Some of my favorite pieces include a 122-year-old hand-woven patadyong made of pure cotton thread and indigo dye from Bugasong town in my home province of Antique; a kinamayan skirt by the Tingguians of Abra; the Bagobo skirt woven by Master Weaver Tia Ines Pandian of the Bagobo Tagawaba community in Davao del Sur; embroidered blouses created by Rowena Caballero-Rafil, daughter of Federico Caballero, a Panay-Bukidnon epic chanter who is a Manlilikha ng Bayan; and tie-dyed skirts from Sammy Buhle of Ifugao Ikat and Lily Luglug of Lab Tie Dye Weavers Association.

I also support our young designers who have started to appreciate the work of our IPs. I have IP-inspired contemporary pieces from Kaayo, Filip+Inna, Marie, Wear Your Culture, Linea Etnika; as well as locally-made accessories from J.E.R. Shellcraft Creation from Cebu, Lily Jewelry, Chill by Nooks, Silnag Horn, and Joyce Makitalo, and Marikina-made shoes by Tish Sevilla.

My wish is for the local fashion creations to be the top choice of Filipinos. During my first term as Senator, I authored Republic Act 9242, the Philippine Tropical Fabrics Law, which promotes the country’s natural fabrics through their use for official uniforms of government employees. I have also spearheaded programs to create awareness about our weaving traditions and cultural heritage through the Hibla ng Lahing Filipino Gallery, the country’s first permanent textile exhibit at the National Museum; and to make local weaves and crafts accessible to more Filipinos through the National Arts and Crafts Fair.

Tipos del Pais piña and mesh bomber jacket and skirt (left photo) by Rhett Eala; hand-embroidered jacket by Filip+Inna (right), black skirt by Rhett Eala

Berna Romulo-Puyat

Berna Romulo-Puyat literally started getting her feet wet with the Boracay  redevelopment project after she was appointed Secretary of Tourism.

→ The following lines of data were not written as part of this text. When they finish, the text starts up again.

PR #52, opened 2016-05-04
Added option for ArtifactsBucket to CFN

tobyjoe:
This PR adds an optional `ArtifactsBucket` parameter (and associated policies) to the AWS stack.

This is nice for uploading artifacts outside of buildkite agents...

### DIFF
--- a/README.md
+++ b/README.md
@@ -31,6 +31,7 @@ aws cloudformation create-stack \
 | BuildkiteApiAccessToken      | A Buildkite API token for metrics                                    |                 |
 | BuildkiteQueue               | The Buildkite queue to give the agents                               | elastic         |
 | SecretsBucket                | An S3 bucket (and optional prefix) that contains secrets             |                 |
+| ArtifactsBucket              | An S3 bucket (and optional prefix) that contains build artifacts     |                 |
 | InstanceType                 | The EC2 instance size to launch                                      | t2.nano         |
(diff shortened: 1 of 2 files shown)


lox:
Many thanks! Nicely done.

toolmantim:
Nice!! I'd like to improve the label. So this sets up the correct policy, but doesn't create the bucket or set the environment variable to be used by the agent right? (we should be clear with the secrets bucket too)

lox:
Good point @toolmantim, is there an agent setting for setting up a custom bucket? This should absolutely do that. It doesn't create the bucket, but we should document that.

toolmantim:
Yep https://buildkite.com/docs/agent/build-artifacts#using-your-own-s3-bucket

```
export BUILDKITE_S3_DEFAULT_REGION=eu-central-1 # default is us-east-1
export BUILDKITE_S3_ACL=private # default is public-read
export BUILDKITE_ARTIFACT_UPLOAD_DESTINATION=s3://name-of-your-s3-bucket/$BUILDKITE_JOB_ID
```

And then if you wanted to expose the artifacts as web-clickable straight from Buildkite, and have all their linked/embedded artifacts working (like a coverage html report type thing), you could spin up https://hub.docker.com/r/daveoxley/s3-proxy/ via EB or something, and serve them up with basic auth. If you export `BUILDKITE_S3_ACCESS_URL` we'll use that host to link to instead of `s3.amazon.etc`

Previous to this, she was  walking on  dirt soil with farmers as Undersecretary of Agriculture. “I am on the job and on call practically 24 hours a day,” she says. She got her work ethic from her father,  former Secretary of Foreign Affairs and Senator Alberto Romulo, who has served the country  for decades.

My interest in Philippine-made clothes and accessories began when I saw the barong tops and dresses made by Anne Marie Saguil. It was a modern take on our barong and it was something I could wear anywhere at any occasion. It didn’t look like it was for Linggo ng Wika day.

The person who opened my eyes to the beauty of local products was Anne Marie Saguil of Amarie and Len Cabili of Filip + Inna who were the first to make clothes that were distinctly Filipino with a modern twist.

Also, all the local farmers I met during my stint at the Department of Agriculture made me realize that we had local produce that was at par with the rest of the world.

Growing up, I thought locally made wares were of poor quality and something I would never be caught wearing.

My favorite local designers? I have several. Inno Sotto. He made my wedding gown and has continually made clothes for me throughout the years. Inno’s clothes are timeless and his designs are unique. Recently he has been making my Filipino-inspired clothes.
Anne Marie Saguil of Amarie. I love her barong dresses and tops, which I can wear to the office or even on casual days. I also love her clutch bags made by the weavers of Mindanao.
Len Cabili of Filip + Inna. She was the first to make clothes made from the weavers of Lake Sebu that had a modern style. I still wear my Filip + Inna skirt which I bought five years ago. What I love about Len is that she continually reinvents herself and never sacrifices quality. She even has T-shirts, caps and rubber shoes that I wear when I go around the country.
Neil Felipp is only 29 years old but so talented. Each bag by him is a work of art and has a story to tell. His minaudière was used by no less than Astrid in the movie Crazy Rich Asians.
Rhett Eala. I have always loved his clothes and I am proud to say that I still wear his pieces that I bought 10 years ago. I have been recently using his Filipiniana bombers.
Tech German Hagedorn of Alegre. So happy that she has recently been making barong tops and dresses that I can wear with skirts or pants.
Marga Nograles of Kaayo. Her clothes are affordable and yet so fashionable. I feel so young whenever I wear her clothes. Now I am in love with her Inabel tops which I use as a vest.
Nina Inabel by Niña Corpuz.  I love her clothes  which indigenous to the Ilocos Region. Tish Sevilla of 21tish. Her shoes are so comfortable that I can wear them every day.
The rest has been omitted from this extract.